DATASET>
PR #101, opened 2021-07-27
added txpool methods

dankostiuk:
# Description

Added the 3 geth RPC endpoints for `txpool` to support `txpool_content`, `txpool_inspect`, and `txpool_status` (see https://geth.ethereum.org/docs/rpc/ns-txpool).

# Changes include

# Checklist

- [x] I have tested this code

### DIFF
--- a/jsonrpc/txpool_endpoint.go
+++ b/jsonrpc/txpool_endpoint.go
@@ -35,30 +35,20 @@ func (t *Txpool) Content() (interface{}, error) {
 	for address, nonces := range pendingTxs {
 		pendingRpcTxns[address] = make(map[uint64]*transaction)
 		for nonce, tx := range nonces {
-			// placeholder block to pass toTransaction
-			mockBlock := &types.Block{
-				Header: &types.Header{
-					Hash: types.Hash{0x0},
-					Number: uint64(0),
-				},
-			}
+			blockHash, _ := t.d.store.ReadTxLookup(tx.Hash)
+			block, _ := t.d.store.GetBlockByHash(blockHash, false)
 			// using 0 as txIndex
-			pendingRpcTxns[address][nonce] = toTransaction(tx, mockBlock, 0)
+			pendingRpcTxns[address][nonce] = toTransaction(tx, block, 0)
 		}
   }
 	queuedRpcTxns := make(map[types.Address]map[uint64]*transaction)
 	for address, nonces := range queuedTxs {
 		queuedRpcTxns[address] = make(map[uint64]*transaction)
 		for nonce, tx := range nonces {
-			// placeholder block to pass toTransaction
-			mockBlock := &types.Block{
-				Header: &types.Header{
-					Hash: types.Hash{0x0},
-					Number: uint64(0),
-				},
-			}
+			blockHash, _ := t.d.store.ReadTxLookup(tx.Hash)
+			block, _ := t.d.store.GetBlockByHash(blockHash, false)
 			// using 0 as txIndex
-			queuedRpcTxns[address][nonce] = toTransaction(tx, mockBlock, 0)
+			queuedRpcTxns[address][nonce] = toTransaction(tx, block, 0)
 		}
   }
 
--- a/jsonrpc/txpool_endpoint.go
+++ b/jsonrpc/txpool_endpoint.go
@@ -2,62 +2,100 @@ package jsonrpc
 
 import (
 	"fmt"
+	"strconv"
 
 	"github.com/0xPolygon/minimal/types"
 )
 
 // Txpool is the txpool jsonrpc endpoint
 type Txpool struct {
-	d *Dispatcher
+  d *Dispatcher
 }
 
 type ContentResponse struct {
-	Pending   map[types.Address]map[uint64]*transaction		`json:"pending"`
-	Queued 		map[types.Address]map[uint64]*transaction		`json:"queued"`
+  Pending   map[types.Address]map[uint64]*gethTransaction   `json:"pending"`
+  Queued    map[types.Address]map[uint64]*gethTransaction   `json:"queued"`
 }
 
 type InspectResponse struct {
-	Pending   map[string]map[string]string	`json:"pending"`
-	Queued		map[string]map[string]string	`json:"queued"`
+  Pending   map[string]map[string]string  `json:"pending"`
+  Queued    map[string]map[string]string  `json:"queued"`
 }
 
 type StatusResponse struct {
-	Pending   uint64	`json:"pending"`
-	Queued 		uint64	`json:"queued"`
+  Pending   uint64  `json:"pending"`
+  Queued    uint64  `json:"queued"`
+}
+
+type gethTransaction struct {
+  Nonce       argUint64      `json:"nonce"`
+  GasPrice    argBig         `json:"gasPrice"`
+  Gas         argUint64      `json:"gas"`
+  To          *types.Address `json:"to"`
+  Value       argBig         `json:"value"`
+  Input       argBytes       `json:"input"`
+  V           argByte        `json:"v"`
+  R           argBytes       `json:"r"`
+  S           argBytes       `json:"s"`
+  Hash        types.Hash     `json:"hash"`
+  From        types.Address  `json:"from"`
+  BlockHash   types.Hash     `json:"blockHash"`
+  BlockNumber interface{}    `json:"blockNumber"`
+  TxIndex     interface{}    `json:"transactionIndex"`
+}
+
+func toGethTransaction(t *types.Transaction) *gethTransaction {
+  if t.R == nil {
+    t.R = []byte{0}
+  }
+  if t.S == nil {
+    t.S = []byte{0}
+  }
+
+  return &gethTransaction{
+    Nonce:        argUint64(t.Nonce),
+    GasPrice:     argBig(*t.GasPrice),
+    Gas:          argUint64(t.Gas),
+    To:           t.To,
+    Value:        argBig(*t.Value),
+    Input:        argBytes(t.Input),
+    V:            argByte(t.V),
+    R:            argBytes(t.R),
+    S:            argBytes(t.S),
+    Hash:         t.Hash,
+    From:         t.From,
+    BlockHash:    types.ZeroHash,
+    BlockNumber:  nil,
+    TxIndex:      nil,
+  }
 }
 
 /** 
  * Content - implemented according to https://geth.ethereum.org/docs/rpc/ns-txpool#txpool_content
  */
 func (t *Txpool) Content() (interface{}, error) {
-	pendingTxs, queuedTxs := t.d.store.GetTxs()
-	pendingRpcTxns := make(map[types.Address]map[uint64]*transaction)
-	for address, nonces := range pendingTxs {
-		pendingRpcTxns[address] = make(map[uint64]*transaction)
-		for nonce, tx := range nonces {
-			blockHash, _ := t.d.store.ReadTxLookup(tx.Hash)
-			block, _ := t.d.store.GetBlockByHash(blockHash, false)
-			// using 0 as txIndex
-			pendingRpcTxns[address][nonce] = toTransaction(tx, block, 0)
-		}
+  pendingTxs, queuedTxs := t.d.store.GetTxs()
+  pendingRpcTxns := make(map[types.Address]map[uint64]*gethTransaction)
+  for address, nonces := range pendingTxs {
+    pendingRpcTxns[address] = make(map[uint64]*gethTransaction)
+    for nonce, tx := range nonces {
+      pendingRpcTxns[address][nonce] = toGethTransaction(tx)
+    }
   }
-	queuedRpcTxns := make(map[types.Address]map[uint64]*transaction)
-	for address, nonces := range queuedTxs {
-		queuedRpcTxns[address] = make(map[uint64]*transaction)
-		for nonce, tx := range nonces {
-			blockHash, _ := t.d.store.ReadTxLookup(tx.Hash)
-			block, _ := t.d.store.GetBlockByHash(blockHash, false)
-			// using 0 as txIndex
-			queuedRpcTxns[address][nonce] = toTransaction(tx, block, 0)
-		}
+  queuedRpcTxns := make(map[types.Address]map[uint64]*gethTransaction)
+  for address, nonces := range queuedTxs {
+    queuedRpcTxns[address] = make(map[uint64]*gethTransaction)
+    for nonce, tx := range nonces {
+      queuedRpcTxns[address][nonce] = toGethTransaction(tx)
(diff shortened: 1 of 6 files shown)


jsonrpc/txpool_endpoint.go
```diff
@@ -0,0 +1,115 @@
...
+func (t *Txpool) Content() (interface{}, error) {
+	pendingTxs, queuedTxs := t.d.store.GetTxs()
+	pendingRpcTxns := make(map[types.Address]map[uint64]*transaction)
+	for address, nonces := range pendingTxs {
+		pendingRpcTxns[address] = make(map[uint64]*transaction)
+		for nonce, tx := range nonces {
+			blockHash, _ := t.d.store.ReadTxLookup(tx.Hash)
+			block, _ := t.d.store.GetBlockByHash(blockHash, false)
+			// using 0 as txIndex
+			pendingRpcTxns[address][nonce] = toTransaction(tx, block, 0)
```
Kourin1996: I suppose we can't use `toTransaction` here because tx is not in any block yet and `toTransaction` probably will throw panic. We need to use different function and set "0x00...." to block hash and nil to block number in the response according to docs.

jsonrpc/txpool_endpoint.go
```diff
@@ -0,0 +1,115 @@
...
+			pendingRpcTxns[address.String()][fmt.Sprint(nonce)] = msg
+		}
+  }
+
+	queuedRpcTxns := make(map[string]map[string]string)
+	for address, nonces := range queuedTxs {
+		queuedRpcTxns[address.String()] = make(map[string]string)
+		for nonce, tx := range nonces {
+			msg := fmt.Sprintf("%d wei + %d gas x %d wei", tx.Value, tx.Gas, tx.GasPrice)
+			queuedRpcTxns[address.String()][fmt.Sprint(nonce)] = msg
```
Kourin1996: To convert uint64 to string, you can use `strconv.FormatUint` which is more efficient function.

```
key := strconv.FormatUint(nonce, 10)
```

jsonrpc/txpool_endpoint.go
```diff
@@ -0,0 +1,153 @@
...
+    To:           t.To,
+    Value:        argBig(*t.Value),
+    Input:        argBytes(t.Input),
+    V:            argByte(t.V),
+    R:            argBytes(t.R),
+    S:            argBytes(t.S),
+    Hash:         t.Hash,
+    From:         t.From,
+    BlockHash:    types.ZeroHash,
+    BlockNumber:  nil,
```
dankostiuk: blockNumber and transactionIndex must be included and nil according to the geth spec.

jsonrpc/txpool_endpoint.go
```diff
@@ -0,0 +1,153 @@
...
+  S           argBytes       `json:"s"`
+  Hash        types.Hash     `json:"hash"`
+  From        types.Address  `json:"from"`
+  BlockHash   types.Hash     `json:"blockHash"`
+  BlockNumber interface{}    `json:"blockNumber"`
+  TxIndex     interface{}    `json:"transactionIndex"`
+}
+
+func toGethTransaction(t *types.Transaction) *gethTransaction {
+  if t.R == nil {
```
dankostiuk: Here if R or S is `nil`, argBytes will format the response json as `0x` however this isn't an acceptable value. Therefore, I initialized a 0 byte array if either of these fields are `nil` so that the response has values to the right of x, for example `0x0`.

jsonrpc/txpool_endpoint.go
dankostiuk: Thanks @Kourin1996 , I added that and will keep that in mind for any future changes.

txpool/txpool.go
```diff
@@ -203,6 +203,27 @@ func (t *TxPool) addImpl(ctx string, tx *types.Transaction) error {
 	return nil
 }
 
+// GetTxs gets both queued and pending transactions
+func (t *TxPool) GetTxs() (map[types.Address]map[uint64]*types.Transaction, map[types.Address]map[uint64]*types.Transaction) {
+	queuedTxs := make(map[types.Address]map[uint64]*types.Transaction)
+	queue := t.queue
+	for addr, queuedTxn := range queue {
+		for _, tx := range queuedTxn.txs {
+			queuedTxs[addr] = make(map[uint64]*types.Transaction)
```
Kourin1996: You might want to create new map outside second loop (between line 210 and 211). In current implementation, result shows only one transaction per an account. (According to doc, you can see transactions by multiple nonce if exist)

txpool/txpool.go
```diff
@@ -203,6 +203,27 @@ func (t *TxPool) addImpl(ctx string, tx *types.Transaction) error {
...
+			queuedTxs[addr][tx.Nonce] = tx
+		}
+	}
+
+	pendingTxs := make(map[types.Address]map[uint64]*types.Transaction)
+	sortedPricedTxs := t.sorted.index
+	for _, sortedPricedTx := range sortedPricedTxs {
+		pendingTxs[sortedPricedTx.from] = make(map[uint64]*types.Transaction)
```
Kourin1996: This is the similar one. It's better to create new map only if not exist.

jsonrpc/txpool_endpoint.go
```diff
@@ -0,0 +1,153 @@
...
+type gethTransaction struct {
+  Nonce       argUint64      `json:"nonce"`
+  GasPrice    argBig         `json:"gasPrice"`
+  Gas         argUint64      `json:"gas"`
+  To          *types.Address `json:"to"`
+  Value       argBig         `json:"value"`
+  Input       argBytes       `json:"input"`
+  V           argByte        `json:"v"`
+  R           argBytes       `json:"r"`
+  S           argBytes       `json:"s"`
```
Kourin1996: You don't need to put V & R & S in the response according to doc https://geth.ethereum.org/docs/rpc/ns-txpool

Kourin1996 (changes requested):
Hello. Thank you for your PRs. I noticed some points and put comment. It'd be great if you would check it.

jsonrpc/txpool_endpoint.go
```diff
@@ -0,0 +1,153 @@
...
+  Pending   map[string]map[string]string  `json:"pending"`
+  Queued    map[string]map[string]string  `json:"queued"`
+}
+
+type StatusResponse struct {
+  Pending   uint64  `json:"pending"`
+  Queued    uint64  `json:"queued"`
+}
+
+type gethTransaction struct {
```
zivkovicmilos: I'm not sure about the naming on this. `gethTransaction` implies that the transaction is conforming to specific geth services, when in fact it is just emulating the same functionality.

jsonrpc/txpool_endpoint.go
zivkovicmilos: Thank you for the explanation. Could you add it to the code as well, since these comments will not be visible in the future when someone is going over it?

jsonrpc/txpool_endpoint.go
```diff
@@ -0,0 +1,153 @@
...
+    From:         t.From,
+    BlockHash:    types.ZeroHash,
+    BlockNumber:  nil,
+    TxIndex:      nil,
+  }
+}
+
+/** 
+ * Content - implemented according to https://geth.ethereum.org/docs/rpc/ns-txpool#txpool_content
+ */
```
zivkovicmilos: This is probably a nitpick, but throughout the entire project we've never used comments like this. Please place multiline comments in // instead of /* */. Function comments should have a short description as to what they do, and you can additionaly link to the spec after the explanation

jsonrpc/txpool_endpoint.go
```diff
@@ -0,0 +1,153 @@
...
+    Pending: pendingRpcTxns,
+    Queued: queuedRpcTxns,
+  }
+  
+  return resp, nil
+}
+
+/** 
+ * Inspect - implemented according to https://geth.ethereum.org/docs/rpc/ns-txpool#txpool_inspect
+ */
```
zivkovicmilos: Same as with the previous comment, please conform it to what is present in the codebase

jsonrpc/txpool_endpoint.go
```diff
@@ -0,0 +1,153 @@
...
+    Pending: pendingRpcTxns,
+    Queued: queuedRpcTxns,
+  }
+
+  return resp, nil
+}
+
+/** 
+ * Status - implemented according to https://geth.ethereum.org/docs/rpc/ns-txpool#txpool_content
+ */
```
zivkovicmilos: Same as with the previous 2 comments, please conform this

zivkovicmilos (changes requested):
Overall it looks good.

Please review the comments I've left, and it will be 💯

txpool/txpool.go
dankostiuk: Thanks @Kourin1996 , for both these comments, I created a new map only if one at the particular address doesn't exist. I found out that the scenario exists where a particular address might not have any txs, so this approach ensures there's always at least 1 tx per address.

Kourin1996 (approved):
Looks good to me 👍 Thank you for new features.

lazartravica (approved):
LGTM! I especially liked how you wrote tests both for the txpool and txpool_endpoint in different places 💯

Kourin1996 (approved):

txpool/txpool.go
```diff
@@ -203,6 +204,31 @@ func (t *TxPool) addImpl(ctx string, tx *types.Transaction) error {
...
+	pendingTxs := make(map[types.Address]map[uint64]*types.Transaction)
+	sortedPricedTxs := t.sorted.index
+	for _, sortedPricedTx := range sortedPricedTxs {
+		if _, ok := pendingTxs[sortedPricedTx.from]; !ok {
+			pendingTxs[sortedPricedTx.from] = make(map[uint64]*types.Transaction)
+		}
+		pendingTxs[sortedPricedTx.from][sortedPricedTx.tx.Nonce] = sortedPricedTx.tx
+	}
+
+	return queuedTxs, pendingTxs
```
Vuksan: You are returning `queuedTxs, pendingTxs` but in `txpool_endpoint.go` when you call this method you are assigning them in a different order: 
```
pendingTxs, queuedTxs := t.d.store.GetTxs()
```

txpool/txpool_test.go
```diff
@@ -116,6 +117,55 @@ func TestMultipleTransactions(t *testing.T) {
...
+		From:     from3,
+		Nonce:    3,
+		Gas:      validGasLimit,
+		GasPrice: big.NewInt(1),
+	}
+	assert.NoError(t, pool.addImpl("", txn3))
+
+	queuedTxs, pendingTxs := pool.GetTxs()
+
+	assert.Len(t, queuedTxs, 2)
```
Vuksan: Shouldn't there be 3 queued transactions (`txn1, txn2 and txn3`)?

Vuksan (changes requested):
Thank you for adding these methods 🙇 
Can you please take a look at the comments I left, I think you made a small mistake?

txpool/txpool.go
dankostiuk: Thanks @Vuksan! Fixed this. The return is now pending followed by queued txs in all occurrences exactly how is done with geth (https://github.com/ethereum/go-ethereum/blob/d3e3a460ec947c9e1e963d1a35f887d95f23f99d/core/tx_pool.go#L482)

txpool/txpool_test.go
dankostiuk: Yes, however in this test 2 txs were sent from 1 account. I now separated the `from` of each tx so that the length of the queued map is 3 which makes it easier to follow.

ferranbt:
I do not think these methods should be here. Polygon-sdk has two main interfaces: JsonRPC and GRPC. The first one is a generic interface to send Ethereum transactions, think of the minimum methods required to be usable with a client like etherjs. Thus, it was not intended to implement all the Geth namespace.

On the other side, the GRPC interface was meant to be the place to add these utility methods, besides, there is already a TxPool namespace there.

mrwillis:
@ferranbt I see your point of wanting to make the sdk RPC interface as generic as possible but I think these client-specific methods (also this one https://github.com/0xPolygon/polygon-sdk/issues/118) add a lot of value to the project.

We've created this PR to make polygon-sdk compatible with many block explorers as I don't believe the support of gRPC on block explorers in the ethereum ecosystem is strong. If the SDK can conform to a geth or parity interface, polygon-sdk can out of the box work with many explorers and node providers and not require teams to implement them themselves.

I'd also note that clients like ethers.js use these methods in many cases to offer additional functionality. 

Maybe these can be exposed via a flag similar to how geth offers you options to expose different namespaces?

lazartravica:
> I do not think these methods should be here. Polygon-sdk has two main interfaces: JsonRPC and GRPC. The first one is a generic interface to send Ethereum transactions, think of the minimum methods required to be usable with a client like etherjs. Thus, it was not intended to implement all the Geth namespace.
> 
> On the other side, the GRPC interface was meant to be the place to add these utility methods, besides, there is already a TxPool namespace there.

Thank you @ferranbt for keeping track of the pull requests 🔥 

I must say I agree with @mrwillis on this one, as we want to support people connecting polygon-sdk to blockexplorers. On the other side I agree with you that indiscriminately adding endpoints exposed in other clients to the polygon-sdk is not something that we should do, but rather keep the set of endpoints to a functional minimum.

I guess the only point where we have a conflict regarding this is whether querying the txpool should be a part of the minimal set of JSON-RPC methods or not, or is there a deeper technical issue that you see here?

Vuksan (approved):
From a technical perspective, you have my approval.
Thank you for the contribution and for making the requested changes.

As for the strategic decision, let's wait for @ferranbt to answer @lazartravica's comment.

ferranbt:
The only technical issue is to maintain the same sets of methods in two places (JSON-RPC and GRPC) and how much will grow the interface between the JSON-RPC layer.

For me, the minimal set of JSON-RPC methods should be the ones implemented in Infura since that is the main gateway used by Ethereum compatible end users. I understand that having block exporters is important but not sure at which point you draw the line.

Vuksan:
This is how Celo did it: https://github.com/celo-org/celo-blockchain/blob/master/internal/web3ext/web3ext.go#L664-L688

ferranbt:
There is something else I forgot. If you include debug or txpool namespace directly on JSON-RPC you will likely have to add support to enable different namespaces for each transport (i.e. rpcapi and wsapi in Geth) since you are mixing endpoints for two different stakeholders.

A different approach would be to implement these methods on the GRPC layer only and then have a separate microservice/repo that translates JSON-RPC calls to the GRPC endpoints.

lazartravica:
@ferranbt Thank you for the comments! Since this is a community opened PR, I will close the pull request and merge, so that we can redesign the way we expose non-essential APIs  internally.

EXERCISE DETAILS> From the records above, copy each line in which the string "toTransaction" occurs.

FINAL ANSWER>
-			// placeholder block to pass toTransaction
-			pendingRpcTxns[address][nonce] = toTransaction(tx, mockBlock, 0)
+			pendingRpcTxns[address][nonce] = toTransaction(tx, block, 0)
-			// placeholder block to pass toTransaction
-			queuedRpcTxns[address][nonce] = toTransaction(tx, mockBlock, 0)
+			queuedRpcTxns[address][nonce] = toTransaction(tx, block, 0)
-			pendingRpcTxns[address][nonce] = toTransaction(tx, block, 0)
-			queuedRpcTxns[address][nonce] = toTransaction(tx, block, 0)
+			pendingRpcTxns[address][nonce] = toTransaction(tx, block, 0)
Kourin1996: I suppose we can't use `toTransaction` here because tx is not in any block yet and `toTransaction` probably will throw panic. We need to use different function and set "0x00...." to block hash and nil to block number in the response according to docs.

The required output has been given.